# Reproducibility

This folder contains all code needed to reproduce the paper figures in one place, with a flat script layout.

## Layout

- **Scripts** (all in this directory):
  - `run_all_figures.py` — main entry: run this to generate all figures
  - `bike_analysis.py` — bike sharing (MPF) figures
  - `bike_ebm_analysis.py` — bike sharing (EBM) 2D PD
  - `cali_analysis.py` — California housing figures
  - `data_generation.py` — synthetic data for PD cancellation
  - `synthetic_analysis.py` — synthetic PD figures (MPF, EBM, XGBoost)

- **Cluster scripts** (`mpf_cluster_scripts/`): configs and job runners for training MPF models on a cluster (e.g. configs in `cluster_scripts/configs/`, `submit_cluster_jobs.sh`, `run_cluster_experiment.py`). See `mpf_cluster_scripts/README.md` and `mpf_cluster_scripts/cluster_scripts/CLUSTER_EXECUTION.md` for usage.

- **TSL source** (`TSL_source/`): implementation of the TSL/MPF method. *Note for reviewers:* the codebase is named **MPF** (the package lives under `TSL_source/MPF/`, including `mpf-py`). Figure-generation scripts depend on it via `mpf_py` (see `requirements.txt`).

- **Data** (populate from `simulations/`):
  - `data/bike_sharing/` — e.g. `42712_Bike_Sharing_Demand.csv`
  - `data/california/` — e.g. `44977_california_housing.csv`
  - (Synthetic uses no external data; it is generated by the scripts.)

- **Models** (populate from `simulations/`):
  - `models/bike_sharing/` — `mpf_model.bin`, `ebm_model.pkl`
  - `models/california/` — `mpf_interpretable.bin`, `mpf_blackbox.bin`
  - `models/synthetic_pd/mpf/model.bin`, `ebm/model.pkl`, `xgboost/model.json`

- **Output**: `figures/` — PDFs (and any other outputs) written here.

## Generate all figures

```bash
cd reproducibility
python run_all_figures.py
```

Figures are written to `reproducibility/figures/` (bike_sharing, california, synthetic_pd).

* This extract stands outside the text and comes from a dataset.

PR #23, opened 2015-10-10
Dallas redux - adds support for the dallas onewire sensor

azyth:
@kyleoliveira got the squash to work right but all the other merged commits are still sitting on top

## Anonymity (for review submission)

- **Build artifacts**: Do not include `TSL_source/MPF/target/` in the submission; it contains host-specific paths. The repo’s `.gitignore` there excludes it.
- **Cluster result JSONs**: Any `models/` or cluster result files that contain `fitted_model_path` should use relative or generic paths (one such path in `models/california/` has been sanitized).

## Dependencies

Same as the main simulations: `mpf_py`, `interpret`, `xgboost`, `matplotlib`, `numpy`, `pandas`, `cartopy` (for California maps), etc. Use the project’s environment or install from the repo’s requirements if present.